As for the work from home scheme, Kimoto wrote the deceptive
text for the landing pages associated with one of the variants and had other
information about it. He either knew
about or was recklessly indifferent to the deceptive advertising given his
history of trouble with the FTC; his coordinating role in the scheme; and the “clearly
overstated incomes” in the draft product description that he received.
However, as to Acai Total Burn, the evidence didn’t show he directly
participated in the scheme or controlled Vertek when the scheme was developed,
at which point the other con artists had apparently learned enough to run on
their own. He was incarcerated in April
2008, and work on Acai Total Burn began in February 2009. Thus, he couldn’t be
held liable for injunctive relief or restitution with respect to that scheme.
The court of appeals also ruled that individual liability
was available for corporate violations of EFTA, which provides that “a
violation of any requirement imposed under [the EFTA] shall be deemed a
violation [of the FTC Act]” and provides that all the FTC’s powers are
available to enforce EFTA. It follows
that individual liability is also available.
Finally, Kimoto challenged the scope of the district court’s
injunction, including its ban on all use of testimonials and on preauthorized
electronic fund transfers. (The other
restrictions banned him from negative-option marketing, continuity programs, and
marketing or selling products related to grants, credit, business
opportunities, diet supplements, or nutraceuticals.) No dice. An injunction’s
breadth is assessed in relation to “(1) the seriousness and deliberateness of
the violation; (2) [the] ease with which the violative claim may be transferred
to other products; and (3) whether the respondent has a history of prior
violations.” The FTC doesn’t have to
play whack-a-mole; adjudicated lawbreakers must expect some fencing in. An injunction must merely bear a “reasonable
relation to the unlawful practices found to exist.”

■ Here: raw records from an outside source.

PR #17721, opened 2024-03-14
[WFLY-19049] Use testcontainers to start Mail server for running mail…

yersan:
… tests

Jira issue: https://issues.redhat.com/browse/WFLY-19049

### DIFF
--- a/testsuite/integration/basic/src/test/java/org/jboss/as/test/integration/mail/basic/MailTestCase.java
+++ b/testsuite/integration/basic/src/test/java/org/jboss/as/test/integration/mail/basic/MailTestCase.java
@@ -1,0 +1,108 @@
+/*
+ * Copyright The WildFly Authors
+ * SPDX-License-Identifier: Apache-2.0
+ */
+
+package org.jboss.as.test.integration.mail.basic;
+
+import static java.util.concurrent.TimeUnit.SECONDS;
+
+import java.io.IOException;
+import java.net.SocketPermission;
+import java.net.URL;
+import java.util.concurrent.ExecutionException;
+import java.util.concurrent.TimeoutException;
+
+import org.jboss.arquillian.container.test.api.Deployment;
+import org.jboss.arquillian.container.test.api.RunAsClient;
+import org.jboss.arquillian.junit.Arquillian;
+import org.jboss.arquillian.test.api.ArquillianResource;
+import org.jboss.as.arquillian.api.ServerSetup;
+import org.jboss.as.test.integration.common.HttpRequest;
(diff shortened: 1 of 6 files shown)


testsuite/integration/basic/src/test/java/org/jboss/as/test/integration/mail/basic/MailTestCase.java
```diff
@@ -0,0 +1,128 @@
...
+
+            // POP3 Mail server
+            op = Util.createAddOperation(PathAddress.parseCLIStyleAddress("/subsystem=mail/mail-session=mail-test-basic/server=pop3"));
+            op.get("outbound-socket-binding-ref").set("mail-test-basic-pop3-binding");
+
+            ManagementOperations.executeOperation(managementClient.getControllerClient(), op);
+
+            // Reload to apply the changes
+            ServerReload.reloadIfRequired(managementClient);
+        }
```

Kimoto could be held liable for the acts of Vertek and other
companies in a common enterprise. “Kimoto has also consistently engaged in
variations on the same deceptive marketing scheme, which, in its latest
iteration alone, has defrauded consumers of more than $29 million.” The common elements of his frauds, as the
record showed, were easily transferable to new product lines and to new modes
of communication. Thus, the injunction
was reasonably tailored to prevent him from engaging in similarly illegal
practices in future ads. You’ll note
that the injunction thus prevents him from engaging in Acai Total Burn-type
marketing, even though he was too causally distant from that particular scheme
to be liable for restitution here.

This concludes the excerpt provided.